If you have constipation, you’ll already know that it can be an uncomfortable condition.
People with constipation often find it hard to pass stool, have to strain to go to the toilet or poo less than 3 times a week.
Although constipation can sometimes last for a long time, there are things that you can do to ease your symptoms - without turning to laxatives or supplements.
Self-care for constipation
Constipation can often be treated by making small changes to your diet and lifestyle.
Do 30 minutes of physical exercise each day
If you spend your working day sitting at a desk, getting up and moving around could help to relieve the symptoms of constipation.
According to the Canadian Society of Intestinal Research, exercise helps to stimulate your the muscles in your intestine. This encourages food to move through the bowels.

Go to the toilet when you need to
Some people feel uncomfortable about using the toilet in public places. It’s also common to ignore the urge to use the toilet because you’re busy at work or out with your friends.
But it’s important to go to the toilet whenever you need to.

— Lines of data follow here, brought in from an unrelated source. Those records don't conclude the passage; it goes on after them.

PR #9392, opened 2023-06-28
Send honeycomb events when the error boundary is hit

jasonLaster:
This PR starts sending honeycomb `component-errorboundary` events when we show the error boundary. Better yet, we also include the command id, code, method, as well so that we can see what caused the error

### DIFF
--- a/packages/replay-next/components/ErrorBoundary.tsx
+++ b/packages/replay-next/components/ErrorBoundary.tsx
@@ -1,6 +1,8 @@
 import { captureException } from "@sentry/browser";
 import React, { Component, PropsWithChildren, ReactNode } from "react";
 
+import { recordData } from "replay-next/src/utils/telemetry";
+
 import styles from "./ErrorBoundary.module.css";
 
 type ErrorBoundaryState = {
@@ -11,6 +13,7 @@ type ErrorBoundaryState = {
 type ErrorBoundaryProps = PropsWithChildren<{
   fallback?: ReactNode;
   fallbackClassName?: string;
+  name?: string;
   /**
    * If `resetKey` changes after the ErrorBoundary caught an error, it will reset its state.
    * Use `resetKey` instead of `key` if you don't want the child components to be recreated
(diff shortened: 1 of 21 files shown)


packages/replay-next/src/utils/telemetry.ts
```diff
@@ -1,4 +1,13 @@
...
+import assert from "assert";
+
+let defaultTags = {};
+export function setDefaultTags(tags: Object) {
+  defaultTags = tags;
+}
+
+export async function recordData(event: string, tags: Object = {}): Promise<void> {
+  const eventTags = { ...defaultTags, ...tags };
+  console.log(":: recordData", event, eventTags);
```
bvaughn, line 10: Remove the log :)

bvaughn (commented):
I'm confused. Does this PR _replace_ #9359 or...what?

bvaughn:
This PR needs to be rebased on top of your branch `assert-with-telemetry` (or `main` after that branch is merged) and then I'll take another look.

packages/replay-next/components/ErrorBoundary.tsx
```diff
@@ -43,9 +46,16 @@ export default class ErrorBoundary extends Component<ErrorBoundaryProps, ErrorBo
     return null;
   }
 
-  componentDidCatch(error: Error) {
+  componentDidCatch(error: Error, info: React.ErrorInfo) {
     console.error(error);
 
+    recordData("component-errorboundary", {
+      component: this.props.name || "unknown",
```
bvaughn, line 53: nit: May be clearer to just log `undefined` or `null` if no name is specified?

packages/replay-next/components/ErrorBoundary.tsx
```diff
@@ -11,6 +13,7 @@ type ErrorBoundaryState = {
 type ErrorBoundaryProps = PropsWithChildren<{
   fallback?: ReactNode;
   fallbackClassName?: string;
+  name?: string;
```
bvaughn, line 16: Maybe we should just make this prop _required_? It's pretty helpful

packages/shared/utils/error.ts
```diff
@@ -24,10 +33,12 @@ export enum ProtocolError {
   FocusWindowChange = 76,
 }
 
-export const commandError = (message: string, code: number): CommandError => {
+export const commandError = (message: string, code: number, args?: CommandArgs): CommandError => {
   const err = new Error(message) as CommandError;
   err.name = "CommandError";
   err.code = code;
+  err.message = message;
```
bvaughn, line 40: Isn't this prop set automatically by `Error` constructor?

bvaughn (approved):

bvaughn:
I'm going to take this over because it seems like it's going to be dropped otherwise.

bvaughn:
Renamed this branch to reference the Linear issue (so it will do the linking). Re-opened as PR #9466.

Regularly putting off a trip to the toilet could make constipation worse by:
- increasing the amount of time that poo spends in your colon — the longer it's there, the more water it loses, becoming harder and more difficult to pass
- training your body to ignore the signals that tell you when it is time to poo

Rest your feet on a low stool
You may also find that it helps to prop your feet up on a low stool, large book or another solid object when you’re trying to go to the toilet.

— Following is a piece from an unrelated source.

PR #9397, opened 2023-06-28
Add jump to code to redux devtools

jasonLaster:
Relatively small PR that gets basic jump to code functionality working

### DIFF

This is because sitting with your knees up above your hips, leaning forwards and straightening your spine can help you to poo.

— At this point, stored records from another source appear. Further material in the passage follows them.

PR #9400, opened 2023-06-29
Update dependencies

bvaughn:
- [x] Upgrade Babel and Prettier deps to support TypeScript "satisfies" operator
  - [x] Update Trunk to pull in newer Babel also
- [x] Use `@swc/jest` instead of `babel-jest` for unit tests (for the same reason as above)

Some studies also show that squatting when you go to the toilet may help to relieve constipation, but these studies are small, and more research is needed.
Eat more fibre
Eating more fibre can help to treat or prevent constipation, but it can be difficult to add fibre to your diet if you're not used to eating a lot of fruit and vegetables.
Groups like the National Institute of Diabetes and Digestive and Kidney Diseases (NIDDK) recommend slowly adding more high fibre foods like beans, peas, lentils, apples, carrots and broccoli to your diet.
But you can also try eating high-fibre breakfast cereals, such as bran flakes or a cereal that contains shredded wholewheat. Some of these cereals provide up to 24g of fibre per 100g. A bowl of cereal is usually around 30g, meaning these cereals can provide up to 7g of fibre per serving.
You should aim to eat at least 30g of fibre every day.

Eat and go to the toilet at regular times
Your bowels are guided by your body’s internal clock. You can get regular bowel movements by following a routine. Moving away from this is more likely to make you constipated.
Try to make sure that you eat food and go to the toilet at the same time each day.
Some experts recommend that you try going to the toilet 15 to 45 minutes after breakfast, because eating encourages your colon to move stool.
But you should pick a time that works well for you and do your best to stick to it every day.